PR #276, opened 2025-06-03
Wasm compatible fixes

carlopi:
This is on top of #274, that in some version I will assume will go in.

3 changes are:
* fix build_loadable_extension (currently borked / unusable, even in native)
* feature select src/aws.cpp depending on EMSCRIPTEN define
* feature select [extension_config.cmake](https://github.com/duckdb/duckdb-iceberg/compare/main...carlopi:wasm_compatible_fixes?expand=1#diff-b33f69cb0e87de181f64fad3b3f2f19cc48a67665e0605c1884843634ec24b69) to skip other extensions in wasm

First makes sense in any case, other 2 should have no influence on native compilation.

### DIFF
--- a/.github/workflows/MainDistributionPipeline.yml
+++ b/.github/workflows/MainDistributionPipeline.yml
@@ -14,22 +14,22 @@ concurrency:
 jobs:
   duckdb-stable-build:
     name: Build extension binaries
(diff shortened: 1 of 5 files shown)


carlopi:
This is ready on my side, not really urgent, whenever.

Tmonster (approved):
lgtm

PR #279, opened 2025-06-03
use stable lakekeeper image

Tmonster:
Hoping this works, unsure about the rest of the lake keeper setup if that passes


Tmonster:
closing, going to disable lakekeeper or now

PR #280, opened 2025-06-04
Disable Lakekeeper CI

Tmonster:


Tishj:
I think we should just rewrite this run to use their own docker-compose file (`lakekeeper/examples/access-control-simple/docker-compose.yaml`) at some point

::::

Instructions to follow: Please go through the data above and copy each line containing the word "MainDistributionPipeline".

Solution to the problem:
--- a/.github/workflows/MainDistributionPipeline.yml
+++ b/.github/workflows/MainDistributionPipeline.yml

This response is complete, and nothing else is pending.